Problematic (Debiased Sinkhorn barycenter, proposed by H.Janti et al.): Let $\alpha_1, \ldots, \alpha_K \in \Delta_n$ and $\mathbf{K}=e^{-\frac{\mathrm{C}}{\varepsilon}}$. Let $\pi$ denote a sequence $\pi_1, \ldots, \pi_K$ of transport plans in $\mathbb{R}_{+}^{n \times n}$ and the constraint sets $\mathcal{H}_1=\left\{\pi \mid \forall k, \pi_k \mathbb{1}=\alpha_k\right\}$, and $\mathcal{H}_2=\left\{\pi \mid \forall k \forall k^{\prime}, \pi_k^{\top} \mathbb{1}=\pi_{k^{\prime}} \mathbb{1}\right\}$. The barycenter problem $\min _{\alpha \in \Delta_n} \sum_{k=1}^K w_k \mathrm{~S}_{\varepsilon}\left(\alpha_k, \alpha\right)$ is equivalent to: \begin{align*} & \min _{\substack{\pi \in \mathcal{H}_1 \cap \mathcal{H}_2 \\ d \in \mathbb{R}_{+}^n}}\left[\varepsilon \sum_{k=1}^K w_k \mathrm{KL}\left(\pi_k \mid \mathbf{K} \operatorname{diag}(d)\right) +\frac{\varepsilon}{2}\langle d-\mathbb{1}, \mathbf{K}(d-\mathbb{1})\rangle\right]. \tag{3.} \end{align*} where $\mathrm{KL}(\mathbf{P} \mid \mathbf{Q})=\sum_{i, j} \mathbf{P}_{i j} \log \left(\frac{\mathbf{P}_{i j}}{\mathbf{Q}_{i j}}\right)+\mathbf{Q}_{i j}-\mathbf{P}_{i j}$.

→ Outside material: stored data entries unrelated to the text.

PR #1329, opened 2018-11-08
fix(tsdb): eliminate data race from *SeriesIDSet.Clone

mark-rushakoff:
And add a test to cover that.

The data race would look roughly like:

```
WARNING: DATA RACE
Write at 0x00c000024e18 by goroutine 8:
  github.com/RoaringBitmap/roaring.(*roaringArray).markAllAsNeedingCopyOnWrite()
      /Users/mr/go/pkg/mod/github.com/!roaring!bitmap/roaring@v0.4.16/roaringarray.go:881 +0x6b
  github.com/RoaringBitmap/roaring.(*roaringArray).clone()
      /Users/mr/go/pkg/mod/github.com/!roaring!bitmap/roaring@v0.4.16/roaringarray.go:266 +0x808
  github.com/RoaringBitmap/roaring.(*Bitmap).Clone()
      /Users/mr/go/pkg/mod/github.com/!roaring!bitmap/roaring@v0.4.16/roaring.go:385 +0x58
  github.com/influxdata/platform/tsdb.(*SeriesIDSet).CloneNoLock()
      /Users/mr/go/src/github.com/influxdata/platform/tsdb/series_set.go:229 +0x73
  github.com/influxdata/platform/tsdb.(*SeriesIDSet).Clone()

Previous write at 0x00c000024e18 by goroutine 7:
  github.com/RoaringBitmap/roaring.(*roaringArray).markAllAsNeedingCopyOnWrite()
      /Users/mr/go/pkg/mod/github.com/!roaring!bitmap/roaring@v0.4.16/roaringarray.go:881 +0x6b
  github.com/RoaringBitmap/roaring.(*roaringArray).clone()
      /Users/mr/go/pkg/mod/github.com/!roaring!bitmap/roaring@v0.4.16/roaringarray.go:266 +0x808
  github.com/RoaringBitmap/roaring.(*Bitmap).Clone()
      /Users/mr/go/pkg/mod/github.com/!roaring!bitmap/roaring@v0.4.16/roaring.go:385 +0x58
  github.com/influxdata/platform/tsdb.(*SeriesIDSet).CloneNoLock()
      /Users/mr/go/src/github.com/influxdata/platform/tsdb/series_set.go:229 +0x73
  github.com/influxdata/platform/tsdb.(*SeriesIDSet).Clone()
      /Users/mr/go/src/github.com/influxdata/platform/tsdb/series_set.go:223 +0x7b
```


mark-rushakoff:
The other approach I could imagine here is to decide at runtime whether we need to Lock or RLock, based on whether the bitmap is COW. But making that decision seems inherently racy. 

Or maybe there's a way to patch roaring bitmaps so that cloning a COW bitmap doesn't require a write lock. The fact that cloning involved a write is what's most surprising here in the first place.

e-dard:
@mark-rushakoff in general, this doesn't seem to have impacted the benchmark I run much. However, I need to check more carefully on Monday `CloneNoLock()`. In the clone without a lock case, it would be fine to have concurrent access if you could guarantee there were no writers. However it seems like concurrent clones of the same bitmap might not be safe. Not sure though, and will take another look next week.

This looks like it might be all we need.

To compute the barycenter numerically, we can use Algorithm 1 in the same paper of Janati.
Comment: According to the, we can observe that Algorithm 1 converges very quickly when $\varepsilon$ is small (in this case, 0.005), corresponding to the case with the smallest number of small eigenvalues. When $\varepsilon$ increases, the algorithm takes much more time to converge, and the kernel $\mathbf{K}$ has more small eigenvalues. Based on the common understanding, this issue might come from the ill-condition of the Gaussian kernel $\mathbf{K} = \exp(-C/\varepsilon)$ when the size of the cost matrix $C$ (the number of discretization) is too large. Then, a part of the optimization problem may be \emph{too flat} in some directions. For instance, the convexity of the map $d \mapsto \langle (d-\mathbb{1}), \mathbf{K}(d-\mathbb{1}) \rangle$ is directly related to the eigenvalues of $\mathbf{K}$ (since the Hessian matrix is $\nabla^2 = 2\mathbf{K}$).
Question: I wonder if there is any good way to minimize the objective function w.r.t the variable $d$ (so that I believe it will make the updating of $\pi$ more robust as a consequence) when the objective function is too flat.